Tuple[PackedSequence, Tuple[torch.Tensor, torch.Tensor]]
AugmentedLSTM representation of input and the state of the LSTM t = seq_len. Shape of representation is (bsize x seq_len x representation_dim). Shape of each state is (1 x bsize x nhid).

BiAugmentedLstm#

class BiAugmentedLstm(torch.nn.Module):
 | def __init__(
 |     self,
 |     input_size: int,
 |     hidden_size: int,
 |     num_layers: int = 1,
 |     bias: bool = True,
 |     recurrent_dropout_probability: float = 0.0,
 |     bidirectional: bool = False,
 |     padding_value: float = 0.0,
 |     use_highway: bool = True
 | ) -> None

BiAugmentedLstm implements a generic AugmentedLSTM representation layer. BiAugmentedLstm is an LSTM which optionally appends an optional highway network to the output layer. Furthermore the dropout controls the level of variational dropout done.

Parameters

input_size : int
The dimension of the inputs to the LSTM.
hidden_size : int
The dimension of the outputs of the LSTM.
num_layers : int
Number of recurrent layers. Eg. setting num_layers=2 would mean stacking two LSTMs together to form a stacked LSTM, with the second LSTM taking in the outputs of the first LSTM and computing the final result. Defaults to 1.
bias : bool
If True we use a bias in our LSTM calculations, otherwise we don't.
recurrent_dropout_probability : float, optional (default = 0.0)
Variational dropout probability to use.
bidirectional : bool
If True, becomes a bidirectional LSTM. Defaults to True.
padding_value : float, optional (default = 0.0)
Value for the padded elements. Defaults to 0.0.
use_highway : bool, optional (default = True)
Whether or not to use highway connections between layers. This effectively involves reparameterising the normal output of an LSTM as::
```
gate = sigmoid(W_x1 * x_t + W_h * h_t)
output = gate * h_t  + (1 - gate) * (W_x2 * x_t)
```

Returns

output_accumulator : PackedSequence
The outputs of the LSTM for each timestep. A tensor of shape (batch_size, max_timesteps, hidden_size) where for a given batch element, all outputs past the sequence length for that batch are zero tensors.

forward#

class BiAugmentedLstm(torch.nn.Module):
 | ...
 | def forward(
 |     self,
 |     inputs: torch.Tensor,
 |     states: Optional[Tuple[torch.Tensor, torch.Tensor]] = None
 | ) -> Tuple[torch.Tensor, Tuple[torch.Tensor, torch.Tensor]]

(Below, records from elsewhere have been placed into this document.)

PR #2708, opened 2026-06-26
feat(transport): expose http2_max_local_error_reset_streams on Endpoint

gautamg795:
Adds `Endpoint::http2_max_local_error_reset_streams`, the client-side counterpart to the existing `Server::http2_max_local_error_reset_streams`.

**Why this is needed.** h2 caps the number of local error resets a connection may accumulate over its lifetime (`max_local_error_reset_streams`, default 1024); once past it, h2 closes the connection with `GOAWAY(ENHANCE_YOUR_CALM, "too_many_internal_resets")`, failing every in-flight RPC on it. A long-lived client `Channel` that legitimately cancels many server-streaming RPCs — e.g. dropping the response stream on client disconnect or timeout — steadily accrues these resets: an abandoned stream yields a *counted* `STREAM_CLOSED` reset once h2 has forgotten the stream and the peer's in-flight DATA arrives. Under sustained load this trips the limit and tears the connection down.

`Server` already exposes this knob (for the symmetric server-side case), but `Endpoint` does not — so today there is no way to raise or disable the limit on an outbound connection without patching tonic.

Given an input batch of sequential data such as word embeddings, produces a AugmentedLSTM representation of the sequential input and new state tensors.

Parameters

inputs : PackedSequence
A tensor of shape (batch_size, num_timesteps, input_size) to apply the LSTM over.
states : Tuple[torch.Tensor, torch.Tensor]
Tuple of tensors containing the initial hidden state and the cell state of each element in the batch. Each of these tensors have a dimension of (bsize x num_layers x num_directions * nhid). Defaults to None.

Returns

Tuple[torch.Tensor, Tuple[torch.Tensor, torch.Tensor]]
AgumentedLSTM representation of input and the state of the LSTM t = seq_len. Shape of representation is (bsize x seq_len x representation_dim). Shape of each state is (bsize x num_layers * num_directions x nhid).